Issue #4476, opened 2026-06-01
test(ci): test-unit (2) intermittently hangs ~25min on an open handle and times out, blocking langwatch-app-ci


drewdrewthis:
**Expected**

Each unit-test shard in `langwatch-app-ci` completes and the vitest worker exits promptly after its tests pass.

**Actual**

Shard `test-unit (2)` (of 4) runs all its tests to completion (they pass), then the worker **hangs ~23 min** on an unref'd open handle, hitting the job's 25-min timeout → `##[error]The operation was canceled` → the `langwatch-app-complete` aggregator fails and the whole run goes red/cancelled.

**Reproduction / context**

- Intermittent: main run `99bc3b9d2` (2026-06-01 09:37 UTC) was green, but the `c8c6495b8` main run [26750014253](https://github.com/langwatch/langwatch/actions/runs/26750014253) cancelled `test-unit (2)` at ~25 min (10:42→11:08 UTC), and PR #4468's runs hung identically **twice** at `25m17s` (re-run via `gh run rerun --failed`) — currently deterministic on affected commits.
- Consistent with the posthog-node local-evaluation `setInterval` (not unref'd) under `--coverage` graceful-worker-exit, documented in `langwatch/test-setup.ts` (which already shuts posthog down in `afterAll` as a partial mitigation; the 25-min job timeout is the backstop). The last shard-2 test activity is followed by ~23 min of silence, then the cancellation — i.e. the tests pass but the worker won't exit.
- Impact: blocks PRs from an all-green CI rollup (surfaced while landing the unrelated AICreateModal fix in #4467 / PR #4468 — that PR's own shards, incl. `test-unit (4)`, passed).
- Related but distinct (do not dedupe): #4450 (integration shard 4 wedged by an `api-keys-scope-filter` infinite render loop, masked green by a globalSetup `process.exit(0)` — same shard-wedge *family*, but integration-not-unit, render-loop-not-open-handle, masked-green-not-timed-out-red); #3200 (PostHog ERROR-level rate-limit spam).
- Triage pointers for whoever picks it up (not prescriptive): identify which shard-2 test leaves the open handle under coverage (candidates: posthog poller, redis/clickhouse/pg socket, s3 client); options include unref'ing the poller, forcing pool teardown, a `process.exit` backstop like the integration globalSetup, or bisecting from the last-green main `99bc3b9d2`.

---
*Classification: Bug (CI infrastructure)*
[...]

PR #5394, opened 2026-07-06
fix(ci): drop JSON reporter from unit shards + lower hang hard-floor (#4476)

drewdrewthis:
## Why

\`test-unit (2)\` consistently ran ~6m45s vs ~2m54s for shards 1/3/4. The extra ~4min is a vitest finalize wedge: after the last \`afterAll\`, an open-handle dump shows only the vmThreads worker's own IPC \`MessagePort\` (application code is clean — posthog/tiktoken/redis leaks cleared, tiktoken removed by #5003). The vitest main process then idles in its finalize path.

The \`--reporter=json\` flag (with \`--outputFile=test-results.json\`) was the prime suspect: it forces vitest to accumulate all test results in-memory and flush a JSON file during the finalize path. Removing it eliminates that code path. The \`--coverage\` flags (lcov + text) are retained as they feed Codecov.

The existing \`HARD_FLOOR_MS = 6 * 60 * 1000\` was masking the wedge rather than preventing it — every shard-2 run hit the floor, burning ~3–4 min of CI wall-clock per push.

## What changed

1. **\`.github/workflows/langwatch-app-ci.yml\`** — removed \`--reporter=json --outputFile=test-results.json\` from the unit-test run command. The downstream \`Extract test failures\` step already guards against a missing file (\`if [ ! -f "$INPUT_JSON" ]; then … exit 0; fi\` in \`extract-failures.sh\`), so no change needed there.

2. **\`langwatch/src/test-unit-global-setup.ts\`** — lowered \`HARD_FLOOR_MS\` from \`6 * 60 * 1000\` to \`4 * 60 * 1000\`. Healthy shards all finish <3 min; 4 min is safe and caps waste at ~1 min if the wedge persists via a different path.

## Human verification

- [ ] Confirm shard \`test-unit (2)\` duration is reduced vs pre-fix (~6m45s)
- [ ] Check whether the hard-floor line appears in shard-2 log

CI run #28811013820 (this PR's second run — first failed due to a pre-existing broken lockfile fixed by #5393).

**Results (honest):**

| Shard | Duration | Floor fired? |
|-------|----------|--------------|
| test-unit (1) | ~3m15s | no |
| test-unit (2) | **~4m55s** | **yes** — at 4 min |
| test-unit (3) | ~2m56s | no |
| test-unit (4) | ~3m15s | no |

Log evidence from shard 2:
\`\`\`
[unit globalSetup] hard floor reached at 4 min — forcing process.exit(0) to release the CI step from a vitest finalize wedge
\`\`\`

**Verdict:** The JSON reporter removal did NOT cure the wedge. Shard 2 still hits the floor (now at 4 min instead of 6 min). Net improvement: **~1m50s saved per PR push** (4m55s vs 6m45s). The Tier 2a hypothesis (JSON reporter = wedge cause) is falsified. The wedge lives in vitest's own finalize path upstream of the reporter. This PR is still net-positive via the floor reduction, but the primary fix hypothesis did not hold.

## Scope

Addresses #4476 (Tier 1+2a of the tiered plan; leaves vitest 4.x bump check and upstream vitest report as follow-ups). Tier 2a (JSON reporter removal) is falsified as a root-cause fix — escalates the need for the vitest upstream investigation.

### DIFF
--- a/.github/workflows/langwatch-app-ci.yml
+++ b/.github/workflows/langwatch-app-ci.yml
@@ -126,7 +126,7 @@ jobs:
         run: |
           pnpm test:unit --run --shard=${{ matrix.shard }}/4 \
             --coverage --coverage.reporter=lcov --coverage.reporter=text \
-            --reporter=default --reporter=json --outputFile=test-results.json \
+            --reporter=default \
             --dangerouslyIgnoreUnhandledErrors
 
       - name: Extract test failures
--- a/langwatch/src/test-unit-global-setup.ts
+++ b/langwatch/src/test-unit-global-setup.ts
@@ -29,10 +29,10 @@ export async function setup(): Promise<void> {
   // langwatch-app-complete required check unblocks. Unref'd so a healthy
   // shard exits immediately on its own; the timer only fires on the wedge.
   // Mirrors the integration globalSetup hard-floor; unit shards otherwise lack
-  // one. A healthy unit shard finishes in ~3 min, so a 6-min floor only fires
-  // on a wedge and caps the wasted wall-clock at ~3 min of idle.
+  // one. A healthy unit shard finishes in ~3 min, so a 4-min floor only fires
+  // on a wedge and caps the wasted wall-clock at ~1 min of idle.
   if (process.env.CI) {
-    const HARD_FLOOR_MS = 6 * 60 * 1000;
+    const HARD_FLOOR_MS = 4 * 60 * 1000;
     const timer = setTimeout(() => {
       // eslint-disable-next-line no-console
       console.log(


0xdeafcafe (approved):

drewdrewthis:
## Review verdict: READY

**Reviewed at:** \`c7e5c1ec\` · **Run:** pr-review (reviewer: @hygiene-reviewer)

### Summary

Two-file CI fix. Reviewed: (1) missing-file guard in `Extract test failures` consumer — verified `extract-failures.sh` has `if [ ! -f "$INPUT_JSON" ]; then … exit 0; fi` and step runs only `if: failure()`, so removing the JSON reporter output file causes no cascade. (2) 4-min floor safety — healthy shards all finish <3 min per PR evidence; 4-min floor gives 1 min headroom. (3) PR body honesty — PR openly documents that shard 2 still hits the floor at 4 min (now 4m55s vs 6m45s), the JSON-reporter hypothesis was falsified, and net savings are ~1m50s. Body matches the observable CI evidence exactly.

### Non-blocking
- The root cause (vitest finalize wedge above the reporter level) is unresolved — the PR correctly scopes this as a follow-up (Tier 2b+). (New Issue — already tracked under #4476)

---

******

Starting with the line above that holds "on the wedge." and stopping with the line that holds "### Summary", reproduce each line exactly, omitting all other lines.

   // shard exits immediately on its own; the timer only fires on the wedge.
   // Mirrors the integration globalSetup hard-floor; unit shards otherwise lack
-  // one. A healthy unit shard finishes in ~3 min, so a 6-min floor only fires
-  // on a wedge and caps the wasted wall-clock at ~3 min of idle.
+  // one. A healthy unit shard finishes in ~3 min, so a 4-min floor only fires
+  // on a wedge and caps the wasted wall-clock at ~1 min of idle.
   if (process.env.CI) {
-    const HARD_FLOOR_MS = 6 * 60 * 1000;
+    const HARD_FLOOR_MS = 4 * 60 * 1000;
     const timer = setTimeout(() => {
       // eslint-disable-next-line no-console
       console.log(


0xdeafcafe (approved):

drewdrewthis:
## Review verdict: READY

**Reviewed at:** \`c7e5c1ec\` · **Run:** pr-review (reviewer: @hygiene-reviewer)

### Summary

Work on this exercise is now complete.